The two structures don't have the same nested structure while adding return_state=True over LSTM

Question

I don't know if it is kind of bug or an error. I have also reported this issue here.

The thing I am trying to do is that I want to make my custom LSTM statefull. So this code running fine without adding return_state=True. Once I add this to the code it raises this error : The two structures don't have the same nested structure.

This is a reproducible code:

from keras.layers import Lambda
import keras
import numpy as np
import tensorflow as tf
SEQUENCE_LEN = 45
LATENT_SIZE = 20
EMBED_SIZE = 50
VOCAB_SIZE = 100
BATCH_SIZE = 10
def rev_entropy(x):
        def row_entropy(row):
            _, _, count = tf.unique_with_counts(row)
            count = tf.cast(count,tf.float32)
            prob = count / tf.reduce_sum(count)
            prob = tf.cast(prob,tf.float32)
            rev = -tf.reduce_sum(prob * tf.log(prob))
            return rev

        nw = tf.reduce_sum(x,axis=1)
        rev = tf.map_fn(row_entropy, x)
        rev = tf.where(tf.is_nan(rev), tf.zeros_like(rev), rev)
        rev = tf.cast(rev, tf.float32)
        max_entropy = tf.log(tf.clip_by_value(nw,2,LATENT_SIZE))
        concentration = (max_entropy/(1+rev))
        new_x = x * (tf.reshape(concentration, [BATCH_SIZE, 1]))
        return new_x

inputs = keras.layers.Input(shape=(SEQUENCE_LEN,), name="input")

embedding = keras.layers.Embedding(output_dim=EMBED_SIZE, input_dim=VOCAB_SIZE, input_length=SEQUENCE_LEN, trainable=True)(inputs)
encoded = keras.layers.Bidirectional(keras.layers.LSTM(LATENT_SIZE,return_state=True), merge_mode="sum", name="encoder_lstm")(embedding)

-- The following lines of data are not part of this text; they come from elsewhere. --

PR #38446, opened 2025-07-03
[ABLD-77] Bump `dda` version to bring `dmgbuild` for macOS

rdesgroppes:
### What does this PR do?
Since available Python build dependencies rely on the version of `dda`, the present change bumps it to bring the `dmgbuild` tool for macOS.

### Motivation
See https://github.com/DataDog/datadog-agent-dev/releases/tag/v0.19.0, and esp. https://github.com/DataDog/datadog-agent-dev/pull/137.

### Possible Drawbacks / Trade-offs
The PR is kept trivial (quickly revertible) as other changes were brought to `dda` since last bump from March 2025.

PR #39361, opened 2025-07-30
Use the same version of `dda` as builds across CI

ofek:
### Motivation

Consistency, and so that new features may be used since the pinned minimum version in this repo rarely gets updated.

### Additional notes

The majority of this PR is merely removing an unnecessary manual installation step since `dda` is already installed in the build images. There are 3 instances where that is not the case:

- GitHub Actions - this reads `.gitlab-ci.yml` to get the current commit of the build images repository in order to fetch the pinned version
- `.gitlab/common/macos.yml` - macOS does not have its own image, this reads an environment variable to find out the current commit
- `.gitlab/benchmarks/benchmarks.yml` - this uses an image that we do not own and does not ship `dda`, now we read an environment variable just like ^

### DIFF
--- a/.github/actions/install-dda/action.yml
+++ b/.github/actions/install-dda/action.yml
@@ -16,7 +16,8 @@ runs:
   - name: Set version
     id: set-version
     run: |-
-      buildimages_commit="$(python -c "from pathlib import Path;import yaml;print(yaml.safe_load(Path('.gitlab-ci.yml').read_text().replace('!reference', 'reference'))['variables']['CI_IMAGE_LINUX'].split('-')[1])")"
+      buildimages_version="$(yq '.variables.CI_IMAGE_LINUX' .gitlab-ci.yml)"
+      buildimages_commit="${buildimages_version#*-}"
       version="$(curl -s https://raw.githubusercontent.com/DataDog/datadog-agent-buildimages/${buildimages_commit}/dda.env | awk -F= '/^DDA_VERSION=/ {print $2}')"
       echo "version=${version}" >> $GITHUB_OUTPUT
     shell: bash
--- a/.github/actions/install-dda/action.yml
+++ b/.github/actions/install-dda/action.yml
@@ -16,7 +16,7 @@ runs:
   - name: Set version
     id: set-version
     run: |-
-      buildimages_commit="$(python -c "from pathlib import Path;print(Path('.gitlab-ci.yml').read_text().split('CI_IMAGE_LINUX_GLIBC_2_23_ARM64:')[1].split()[0].split('-')[1])")"
+      buildimages_commit="$(python -c "from pathlib import Path;import yaml;print(yaml.safe_load(Path('.gitlab-ci.yml').read_text().replace('!reference', 'reference'))['variables']['CI_IMAGE_LINUX_GLIBC_2_23_ARM64'].split('-')[1])")"
       version="$(curl -s https://raw.githubusercontent.com/DataDog/datadog-agent-buildimages/${buildimages_commit}/dda.env | awk -F= '/^DDA_VERSION=/ {print $2}')"
       echo "version=${version}" >> $GITHUB_OUTPUT
     shell: bash
--- a/.github/actions/install-dda/action.yml
+++ b/.github/actions/install-dda/action.yml
@@ -16,7 +16,7 @@ runs:
   - name: Set version
     id: set-version
     run: |-
-      buildimages_commit="$(python -c "from pathlib import Path;import yaml;print(yaml.safe_load(Path('.gitlab-ci.yml').read_text().replace('!reference', 'reference'))['variables']['CI_IMAGE_LINUX_GLIBC_2_23_ARM64'].split('-')[1])")"
+      buildimages_commit="$(python -c "from pathlib import Path;import yaml;print(yaml.safe_load(Path('.gitlab-ci.yml').read_text().replace('!reference', 'reference'))['variables']['CI_IMAGE_LINUX'].split('-')[1])")"
       version="$(curl -s https://raw.githubusercontent.com/DataDog/datadog-agent-buildimages/${buildimages_commit}/dda.env | awk -F= '/^DDA_VERSION=/ {print $2}')"
       echo "version=${version}" >> $GITHUB_OUTPUT
     shell: bash
--- a/.github/actions/install-dda/action.yml
+++ b/.github/actions/install-dda/action.yml
@@ -15,11 +15,14 @@ runs:
   steps:
   - name: Set version
     id: set-version
-    run: echo "version=$(cat .dda/version)" >> $GITHUB_OUTPUT
+    run: |-
+      buildimages_commit="$(python -c "from pathlib import Path;print(Path('.gitlab-ci.yml').read_text().split('CI_IMAGE_LINUX_GLIBC_2_23_ARM64:')[1].split()[0].split('-')[1])")"
+      version="$(curl -s https://raw.githubusercontent.com/DataDog/datadog-agent-buildimages/${buildimages_commit}/dda.env | awk -F= '/^DDA_VERSION=/ {print $2}')"
+      echo "version=${version}" >> $GITHUB_OUTPUT
     shell: bash
 
   - name: Install dda
-    uses: DataDog/datadog-agent-dev@1c61de50a7dfef056026a4ba7cad75239b5ab324
+    uses: DataDog/datadog-agent-dev@1bc144c32a57327b768fb7161081b6a25a5c485e
     with:
       version: ${{ inputs.version || steps.set-version.outputs.version }}
       features: ${{ inputs.features }}
--- a/.github/workflows/assign_issue.yml
+++ b/.github/workflows/assign_issue.yml
@@ -21,16 +21,15 @@ jobs:
     steps:
     - name: Checkout repository
       uses: actions/checkout@11bd71901bbe5b1630ceea73d27597364c9af683 # v4.2.2
-    - name: Install dependencies
-      # Dependencies are installed at runtime. Otherwise it would create a huge image see https://hub.docker.com/r/pytorch/pytorch/tags
-      run: |
-        pip install --upgrade pip
-        pip install --no-compile --no-cache-dir torch transformers "dda==$(cat .dda/version)"
-        dda self dep sync -f legacy-tasks
+    - name: Install dda
+      uses: ./.github/actions/install-dda
+      with:
+        features: legacy-tasks
     - name: Assign issue
       env:
         GITHUB_TOKEN: ${{ secrets.GITHUB_TOKEN }}
         SLACK_DATADOG_AGENT_BOT_TOKEN : ${{ secrets.SLACK_DATADOG_AGENT_BOT_TOKEN }}
-        DDA_NO_DYNAMIC_DEPS: "1"
-      run: |
-        dda inv -- -e issue.assign-owner -i ${{ github.event.issue.number }}
+      run: >-
+        dda inv --dep torch --dep transformers
+        --
+        -e issue.assign-owner -i ${{ github.event.issue.number }}
--- a/.gitlab/.pre/ci_configuration.yml
+++ b/.gitlab/.pre/ci_configuration.yml
@@ -21,10 +21,6 @@ test_gitlab_compare_to:
   script:
     - GITLAB_TOKEN=$($CI_PROJECT_DIR/tools/ci/fetch_secret.sh $GITLAB_TOKEN write_api) || exit $?; export GITLAB_TOKEN
     - !reference [.setup_agent_github_app]
-    # Python 3.12 changes default behavior how packages are installed.
-    # In particular, --break-system-packages command line option is
-    # required to use the old behavior or use a virtual env. https://github.com/actions/runner-images/issues/8615
-    - pip install "git+https://github.com/DataDog/datadog-agent-dev.git@v$(cat .dda/version)" --break-system-packages
     - dda self dep sync -f legacy-tasks
     - dda inv -- pipeline.compare-to-itself
 
--- a/.gitlab/benchmarks/benchmarks.yml
+++ b/.gitlab/benchmarks/benchmarks.yml
@@ -10,7 +10,9 @@ benchmark:
   tags: ["team:apm-k8s-tweaked-metal-datadog-agent", "specific:true"]
   script:
     - export ARTIFACTS_DIR="$(pwd)/artifacts" && mkdir -p $ARTIFACTS_DIR
-    - pip install "git+https://github.com/DataDog/datadog-agent-dev.git@v$(cat .dda/version)"
+    - export BUILDIMAGES_COMMIT="$(python -c "from pathlib import Path;print(Path('.gitlab-ci.yml').read_text().split('CI_IMAGE_LINUX_GLIBC_2_23_ARM64:')[1].split()[0].split('-')[1])")"
+    - export DDA_VERSION="$(curl -s https://raw.githubusercontent.com/DataDog/datadog-agent-buildimages/${BUILDIMAGES_COMMIT}/dda.env | awk -F= '/^DDA_VERSION=/ {print $2}')"
+    - pip install "git+https://github.com/DataDog/datadog-agent-dev.git@${DDA_VERSION}"
     - dda self dep sync -f legacy-tasks
     - ./test/benchmarks/apm_scripts/capture-hardware-software-info.sh
     - ./test/benchmarks/apm_scripts/run-benchmarks.sh
--- a/.gitlab/benchmarks/benchmarks.yml
+++ b/.gitlab/benchmarks/benchmarks.yml
@@ -10,7 +10,7 @@ benchmark:
   tags: ["team:apm-k8s-tweaked-metal-datadog-agent", "specific:true"]
   script:
     - export ARTIFACTS_DIR="$(pwd)/artifacts" && mkdir -p $ARTIFACTS_DIR
-    - export BUILDIMAGES_COMMIT="${CI_IMAGE_LINUX_GLIBC_2_23_ARM64#*-}"
+    - export BUILDIMAGES_COMMIT="${CI_IMAGE_LINUX#*-}"
     - export DDA_VERSION="$(curl -s https://raw.githubusercontent.com/DataDog/datadog-agent-buildimages/${BUILDIMAGES_COMMIT}/dda.env | awk -F= '/^DDA_VERSION=/ {print $2}')"
     - pip install "git+https://github.com/DataDog/datadog-agent-dev.git@${DDA_VERSION}"
     - dda self dep sync -f legacy-tasks
--- a/.gitlab/benchmarks/benchmarks.yml
+++ b/.gitlab/benchmarks/benchmarks.yml
@@ -10,7 +10,7 @@ benchmark:
   tags: ["team:apm-k8s-tweaked-metal-datadog-agent", "specific:true"]
   script:
     - export ARTIFACTS_DIR="$(pwd)/artifacts" && mkdir -p $ARTIFACTS_DIR
-    - export BUILDIMAGES_COMMIT="$(python -c "from pathlib import Path;print(Path('.gitlab-ci.yml').read_text().split('CI_IMAGE_LINUX_GLIBC_2_23_ARM64:')[1].split()[0].split('-')[1])")"
+    - export BUILDIMAGES_COMMIT="${CI_IMAGE_LINUX_GLIBC_2_23_ARM64#*-}"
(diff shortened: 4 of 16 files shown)


KevinFairise2:
If we go that way there is a high probability that at some point we do an update of dda in buildimages and that pipelines on datadog-agent starts to fail. Ideally a bump of dda on the agent should be coupled with a PR so that we can see if everything goes well before merging it.
If we want consistency between the version of dda in all the jobs we should find a way to retrieve the version of dda that is used inside the buildimage that we pin on datadog-agent.
For example if `  CI_IMAGE_LINUX_GLIBC_2_17_X64: v72007680-abe4fb3f` is used in the rest of the agent pipeline we could pick the version of dda that is pinned in `abe4fb3f` commit on buildimages?

.gitlab/common/macos.yml
```diff
@@ -78,7 +78,8 @@
   # Python 3.12 changes default behavior how packages are installed.
   # In particular, --break-system-packages command line option is
   # required to use the old behavior or use a virtual env. https://github.com/actions/runner-images/issues/8615
-  - python3 -m pip install "git+https://github.com/DataDog/datadog-agent-dev.git@v$(cat .dda/version)" --break-system-packages
+  - export DDA_VERSION="$(curl -s https://raw.githubusercontent.com/DataDog/datadog-agent-buildimages/main/dda.env | awk -F= '/^DDA_VERSION=/ {print $2}')"
+  - python3 -m pip install "git+https://github.com/DataDog/datadog-agent-dev.git@${DDA_VERSION}" --break-system-packages
```
rdesgroppes: I’d recommend avoiding dynamically selecting the dependency version based on another repo’s `main` branch as a sole reference (moving HEAD).
While it might work in the short term, this would introduce [non-reproducible builds](https://reproducible-builds.org/docs/why/) and make troubleshooting or/and rollback difficult.
We should aim at cherishing explicit and versioned build inputs, even for in-house dependencies, as this also improves traceability, auditability, and our colleagues' experience ([POLA](https://en.wikipedia.org/wiki/Principle_of_least_astonishment)) - in addition to the fundamental principle of reproducibility mentioned above.

rdesgroppes (changes requested):

.gitlab/.pre/ci_configuration.yml
```diff
@@ -24,7 +24,8 @@ test_gitlab_compare_to:
     # Python 3.12 changes default behavior how packages are installed.
     # In particular, --break-system-packages command line option is
     # required to use the old behavior or use a virtual env. https://github.com/actions/runner-images/issues/8615
-    - pip install "git+https://github.com/DataDog/datadog-agent-dev.git@v$(cat .dda/version)" --break-system-packages
+    - export DDA_VERSION="$(curl -s https://raw.githubusercontent.com/DataDog/datadog-agent-buildimages/main/dda.env | awk -F= '/^DDA_VERSION=/ {print $2}')"
+    - pip install "git+https://github.com/DataDog/datadog-agent-dev.git@${DDA_VERSION}" --break-system-packages
```
Ishirui: Why are we even installing `dda` here at runtime, shouldn't it be already available in the buildimage ?
I'm only leaving this comment once to avoid spam, but if my understanding is correct this should apply to most other run-time `dda` installs we see in this PR. It would be much better to remove them altogether I think :+1:

.gitlab/benchmarks/benchmarks.yml
```diff
@@ -10,7 +10,8 @@ benchmark:
   tags: ["team:apm-k8s-tweaked-metal-datadog-agent", "specific:true"]
   script:
     - export ARTIFACTS_DIR="$(pwd)/artifacts" && mkdir -p $ARTIFACTS_DIR
-    - pip install "git+https://github.com/DataDog/datadog-agent-dev.git@v$(cat .dda/version)"
+    - export DDA_VERSION="$(curl -s https://raw.githubusercontent.com/DataDog/datadog-agent-buildimages/main/dda.env | awk -F= '/^DDA_VERSION=/ {print $2}')"
+    - pip install "git+https://github.com/DataDog/datadog-agent-dev.git@${DDA_VERSION}"
```
Ishirui: Here we do need a runtime install 👍

.gitlab/common/macos.yml
Ishirui: Would you be OK with what @KevinFairise2 suggested (referring to a file in the other repo but on a pinned commit) ? The problem we're solving here is twofold:
- Removing the link with the `.dda/version` file here, which should _not_ be used for that purpose
- Trying to not introduce yet another source of truth for what `dda` version is in use.

I agree that installing tools at runtime _at all_ is not ideal, and pulling the version with `curl` like this is also pretty bad, but we don't have the capacity to setup a new buildimage for macos jobs as of yet (which would be the proper solution imo)

.gitlab/packaging/oci.yml
```diff
@@ -19,7 +19,8 @@
     # Python 3.12 changes default behavior how packages are installed.
     # In particular, --break-system-packages command line option is
     # required to use the old behavior or use a virtual env. https://github.com/actions/runner-images/issues/8615
-    - python3 -m pip install "git+https://github.com/DataDog/datadog-agent-dev.git@v$(cat .dda/version)" --break-system-packages
+    - export DDA_VERSION="$(curl -s https://raw.githubusercontent.com/DataDog/datadog-agent-buildimages/main/dda.env | awk -F= '/^DDA_VERSION=/ {print $2}')"
+    - python3 -m pip install "git+https://github.com/DataDog/datadog-agent-dev.git@${DDA_VERSION}" --break-system-packages
```
Ishirui, line 23: Ditto

.gitlab/common/macos.yml
rdesgroppes: Perhaps a silly question: is `dda` used anywhere other than in `datadog-agent`? If not, maybe we should consider maintaining it inside the _de facto_ main repo. Worth a read, I think: [Advantages of monorepos](https://danluu.com/monorepo): `Simplified dependencies`, `Tooling`, `Cross-project changes`... isn't it right our case?

@Ishirui, to answer your question (`referring to a file in the other repo but on a pinned commit`), yes it's definitely ~better~ safer than referring to a moving HEAD.

Ishirui: Maybe - that's a much, much larger discussion though, which we have already brought up a couple of times.

In any case I don't think merging `dda` with `datadog-agent` will solve anything as long as we keep relying on other repos like `datadog-agent-buildimages` and `test-infra-definitions` - we'd have to go all the way to see the benefits I think

And even if we do fuse some repos in the future, I would personally prefer for `dda` to remain its own independent tool. Yes it is pretty intrinsically linked to `datadog-agent`, but we are trying to make it as independent as possible (and hopefully we'll get there 😓). The vision for `dda` is to make it more akin to an external tool like, idk, `git` or `uv` - all the repo-specific logic will not be implemented in `dda` directly but in each individual repo through the "local commands" feature (you can extend the capabilities of `dda` for one repo by putting Python modules in the `.dda/extend` folder)

rdesgroppes: > but we are trying to make it as independent as possible
> The vision for `dda` is to make it more akin to an external tool like, idk, `git` or `uv`

Well, I guess I'll have to digest prior background to understand why.
Alright, I agree that this is a much broader debate and that it's unlikely we'll reach a consensus in this thread.

Nevertheless, I'd welcome any (sustainable) progress as my PR #38446 is stuck for about a month despite having done my best to follow the current `dda` paradigm that provides build-time dependencies: DataDog/datadog-agent-dev#137, DataDog/datadog-agent-buildimages#888, DataDog/omnibus-ruby#241, DataDog/omnibus-ruby#242...
I thought it was just a matter of announcing the version bump to the contributors, isn't it any longer?

Ishirui: What it boils down to, and also I think the reason why your PR has been stuck for so long (sorry again ! 😖) is that no one wants to force an update of `dda` on all developers' _local_ environments without a good reason. And "getting the CI working for macos" is, imo, not a good reason to require an update of people's _local_ environments - the two should not even be linked.

There is no single "`dda` version" in use:
- The one defined in `.dda/version` is responsible for enforcing the minimum version each developer needs to have installed _locally_. To be clear: if the version of `dda` you have locally is inferior to the one defined there, _all the `dda` commands you run locally will immediately abort until you update_. This is quite disruptive, and why we are wary of bumping this file and need to make an announcement if we do. 
> Until this PR, this was also used as the source-of-truth for some runtime installs of `dda` in CI, which is *wrong* and needs to be fixed. Once again - the two should never have been linked in the first place.
- The buildimages are built with `dda` preinstalled, the version being pinned in [`datadog-agent-buildimages/dda.env`](https://github.com/DataDog/datadog-agent-buildimages/blob/main/dda.env) - this is the preffered source of truth for what version of `dda` should be installed in CI environments, and can be bumped without too much hassle, and most importantly without disrupting anyone's local env.

So yes, we _could_ bump the version in `.dda/version`, and make an announcement, and probably peeve some devs for breaking their local environment. But we really shouldn't have to do that to fix a CI issue, and this is what that PR aims to fix.

Once this is merged your PR [#38446](https://github.com/DataDog/datadog-agent/pull/38446) will not be necessary anymore, as the macos build will use the same version of `dda` as the buildimages, i.e. the one defined n [`datadog-agent-buildimages/dda.env`](https://github.com/DataDog/datadog-agent-buildimages/blob/main/dda.env), which should be recent enough.

rdesgroppes: I understand you're aiming at decoupling the `dda` version used by developers from the one used in CI.
Whereas I favor strict tooling alignment - as MF put it, "[Put everything in a version controlled mainline](https://martinfowler.com/articles/continuousIntegration.html#PutEverythingInAVersionControlledMainline)" - especially to [avoid surprises](https://books.google.de/books?id=I-NOcVMGWSUC&pg=PA85#v=onepage&q&f=false) when build dependencies differ across branches (`main`, `7.69.x`, etc.), I acknowledge your editorial choice and will go along with it.

spencergilbert (changes requested):
This should, at the very least have retries for every install point.

ofek:
Sorry for the noise, taking this PR out of draft was unintentional as I was just trying to make sure CI passed since it's been using an old version for a long time. I was worried that something would break so fetching the version dynamically was the fastest way to expose any issues. I'm going to put this back into draft and implement the final approach.

.github/workflows/assign_issue.yml
```diff
@@ -21,16 +21,15 @@ jobs:
...
+        features: legacy-tasks
     - name: Assign issue
       env:
         GITHUB_TOKEN: ${{ secrets.GITHUB_TOKEN }}
         SLACK_DATADOG_AGENT_BOT_TOKEN : ${{ secrets.SLACK_DATADOG_AGENT_BOT_TOKEN }}
-        DDA_NO_DYNAMIC_DEPS: "1"
-      run: |
-        dda inv -- -e issue.assign-owner -i ${{ github.event.issue.number }}
+      run: >-
+        dda inv --dep torch --dep transformers
```
aiuto, line 33: I think a better solution for situations like this is to go down an entirely different path.  Instead of improving the ability to assign issues to `dda`, we should move that functionality to an entirely different tool. That tool can be built, tested, and distributed without any changes to dda. CI workflows should point to it directly.  The command line `dda` tool may invoke it as a very slim wrapper, but the only time a developer might see that is if they call it from the command line.

Besides allowing greater decoupling of unrelated code, that approach allows us to distribute features in an appropriate way per feature.  For example, this one, assign-issues, is probably one that is dependent on the features generally available on github.  My hunch is that we want this in the CI build images that we use. At the other end of the spectrum, a  hypothetical tool that generates new go.mod files based on MODULE.bazel should be checked in with the source tree, so that if we go back to an old release branch we can still build. In general, for any tool, if you would need to go back to an older version to build in an old branch, then it should be part of the source repo rather than in `dda`. If you have to update it in response to changes in corporate policy, or general gitlab infrastructure, then distribute it as part of the CI build images.

.gitlab/common/macos.yml
ofek: The version of `dda` uses the same version installed within the build images now in all cases.

.gitlab/.pre/ci_configuration.yml
ofek: Indeed, removed!

.github/actions/install-dda/action.yml
```diff
@@ -15,11 +15,13 @@ runs:
   steps:
   - name: Set version
     id: set-version
-    run: echo "version=$(cat .dda/version)" >> $GITHUB_OUTPUT
+    run: |-
+      version="$(curl -s https://raw.githubusercontent.com/DataDog/datadog-agent-buildimages/main/dda.env | awk -F= '/^DDA_VERSION=/ {print $2}')"
+      echo "version=${version}" >> $GITHUB_OUTPUT
```
Ishirui: Is there a way we could use buildimages in our GitHub Actions as well, to avoid needing to do this ?

Ishirui (approved):
I think one occurence of `pip install` using `.dda/version` was missed in `.gitlab/benchmarks`. That job does not use any of our buildimages, so we can't outright remove it, but we should still make it depend on the same version as the buildimages.

.github/actions/install-dda/action.yml
ofek: Done!

ajgajg1134 (approved):

clarkb7 (approved):

.github/actions/install-dda/action.yml
```diff
@@ -15,11 +15,14 @@ runs:
   steps:
   - name: Set version
     id: set-version
-    run: echo "version=$(cat .dda/version)" >> $GITHUB_OUTPUT
+    run: |-
+      buildimages_commit="$(python -c "from pathlib import Path;print(Path('.gitlab-ci.yml').read_text().split('CI_IMAGE_LINUX_GLIBC_2_23_ARM64:')[1].split()[0].split('-')[1])")"
```
rdesgroppes: Although it certainly works, I'm afraid the approach is fragile because it parses `.gitlab-ci.yml` as plain text instead of valid YAML, which makes it sensitive to formatting, indentation, or comments.
For **example**:
- what happens if there's no occurrence of the `CI_IMAGE_LINUX_GLIBC_2_23_ARM64:` string in the file?
- or if it appears several times:
    - new key like `OLD_CI_IMAGE_LINUX_GLIBC_2_23_ARM64:`,
    - comment like `# CI_IMAGE_LINUX_GLIBC_2_23_ARM64: warning, also used to query dda version`?

Also, I see there are 13 entries like `CI_IMAGE_LINUX_GLIBC_2_23_ARM64`, especially `CI_IMAGE_WIN_LTSC2022_X64` which is maintained through a distinct `renovate` rule (example bump #38180), which might lead to out-of-sync versions of `dda` being used - unless I'm mistaken.

.github/actions/install-dda/action.yml
```diff
@@ -15,11 +15,14 @@ runs:
...
+      version="$(curl -s https://raw.githubusercontent.com/DataDog/datadog-agent-buildimages/${buildimages_commit}/dda.env | awk -F= '/^DDA_VERSION=/ {print $2}')"
+      echo "version=${version}" >> $GITHUB_OUTPUT
     shell: bash
 
   - name: Install dda
-    uses: DataDog/datadog-agent-dev@1c61de50a7dfef056026a4ba7cad75239b5ab324
+    uses: DataDog/datadog-agent-dev@1bc144c32a57327b768fb7161081b6a25a5c485e
```
rdesgroppes, line 26: I guess this is not possible:
```suggestion
    uses: DataDog/datadog-agent-dev@${version}
```
... right?

.gitlab/benchmarks/benchmarks.yml
```diff
@@ -10,7 +10,9 @@ benchmark:
   tags: ["team:apm-k8s-tweaked-metal-datadog-agent", "specific:true"]
   script:
     - export ARTIFACTS_DIR="$(pwd)/artifacts" && mkdir -p $ARTIFACTS_DIR
-    - pip install "git+https://github.com/DataDog/datadog-agent-dev.git@v$(cat .dda/version)"
+    - export BUILDIMAGES_COMMIT="$(python -c "from pathlib import Path;print(Path('.gitlab-ci.yml').read_text().split('CI_IMAGE_LINUX_GLIBC_2_23_ARM64:')[1].split()[0].split('-')[1])")"
```
rdesgroppes: Same as [above](https://github.com/DataDog/datadog-agent/pull/39361/files#r2256254149).

Plus, since we're in a GitLab definition file, isn't the value of the `CI_IMAGE_LINUX_GLIBC_2_23_ARM64` environment variable available here?

.github/actions/install-dda/action.yml
Ishirui: We discussed this offline, I think Ofek wanted to do proper YAML parsing but the `!reference` tags included everywhere are apparently custom to Gitlab - `pyyaml` errors out when parsing them. So the easiest solution was to do a raw text search - not great, I agree. If there's several occurences of this string, it'll be based on the first one.

Re: the 13 entries - I wasn't here when they were put in place, I guess the idea was that they would be updated separately more often. I have never seen that happen though, all our tooling just does them all at the same time (they are considered as one single `linux-images` dependency by Renovate). The exception, as you point out, is windows, which is treated separately as it is a radically different image.
> We're also actively working on merging all of these images, so hopefully we won't have all those repeats in the near future

.gitlab/benchmarks/benchmarks.yml
Ishirui: +1 on this - the only reason I can think of that it might not be available is because this job is running in a separate "triggered pipeline", but I don't think that's the case ?

.github/actions/install-dda/action.yml
rdesgroppes: > [...] proper YAML parsing [...]
```bash
$ yq '.variables.CI_IMAGE_LINUX_GLIBC_2_23_ARM64' .gitlab-ci.yml
v72499966-f7e12097
```
:new: **Update** (with some kind of validation for the image tag)
```bash
$ hash=$(yq -r '.variables.CI_IMAGE_LINUX_GLIBC_2_23_ARM64 | select(test("^v[0-9]+-[0-9a-f]{7,}$")) | split("-")[1]' .gitlab-ci.yml)
$ echo $hash
f7e12097
```

Ishirui: Well there you go 😅 I guess we have to make sure `yq` is installed in the github runners though

ofek: I updated to the original (equally hacky) approach I had in mind which was to modify the text to remove the custom tags which were preventing loading.

There are some utilities within the legacy invoke scripts that have not yet been migrated to dda but this job needs to be fast and that would require installing dependencies on the fly, so this is a fine compromise for now.

.github/actions/install-dda/action.yml
ofek: That is undesirable because this refers to commits on the branch where the Action lives https://github.com/DataDog/datadog-agent-dev/tree/install

.gitlab/benchmarks/benchmarks.yml
ofek: I'm trying your approach but that's not why I did that. We don't control the image so I don't know the version of Bash that they use and the syntax that I was using in the macOS file requires a recent version, so it was easiest to copy the file reading approach. Let's see if CI passes.

.github/actions/install-dda/action.yml
rdesgroppes: Oh, sorry, I didn't realize the action had its own release cycle... resolving!

rdesgroppes (approved):
I’m approving this PR because it moves us towards more reproducible builds, even if I’m not thrilled by the added indirections. (getting a version now requires parsing a container image tag comprising a `git` hash, pulling a file from another repo at that hash, and again parsing the latter to extract the actual version eventually used for dependency resolution)

As said, the gain outweighs the friction.

.github/actions/install-dda/action.yml
alopezz: Ubuntu runners do seem to have `yq` installed according to https://github.com/actions/runner-images/blob/main/images/ubuntu/Ubuntu2404-Readme.md#tools, in case we still want to try that approach.

.gitlab/benchmarks/benchmarks.yml
rdesgroppes: No worry, it's POSIX: https://pubs.opengroup.org/onlinepubs/9699919799/utilities/V3_chap02.html#tag_18_06_02

macOS ships with Bash 3.2 by default due to licensing. Fortunately, this syntax is supported in Bash since the very early 2.x versions, so it’s fully compatible.

spencergilbert (approved):
Echoing Regis - we need to keep an eye on flakey failures, and while I don't think it's optimal it is better than where we are today.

encoded = Lambda(rev_entropy)(encoded)
decoded = keras.layers.RepeatVector(SEQUENCE_LEN, name="repeater")(encoded)
decoded = keras.layers.Bidirectional(keras.layers.LSTM(EMBED_SIZE, return_sequences=True,return_state=True), merge_mode="sum", name="decoder_lstm")(decoded)
autoencoder = keras.models.Model(inputs, decoded)
autoencoder.compile(optimizer="sgd", loss='mse')
autoencoder.summary()

x = np.random.randint(0, 90, size=(10, 45))
print(x.shape)

y = np.random.normal(size=(10, 45, 50))
print(y.shape)
history = autoencoder.fit(x, y, epochs=1)

Update1

After applying the idea of the comment tf.map_fn(row_entropy, encoded,dtype=tf.float32), I received a new error:

ValueError: Layer repeater expects 1 inputs, but it received 5 input tensors. Input received: [<tf.Tensor 'encoder_lstm/add_16:0' shape=(?, 20) dtype=float32>, <tf.Tensor 'encoder_lstm/while/Exit_3:0' shape=(?, 20) dtype=float32>, <tf.Tensor 'encoder_lstm/while/Exit_4:0' shape=(?, 20) dtype=float32>, <tf.Tensor 'encoder_lstm/while_1/Exit_3:0' shape=(?, 20) dtype=float32>, <tf.Tensor 'encoder_lstm/while_1/Exit_4:0' shape=(?, 20) dtype=float32>]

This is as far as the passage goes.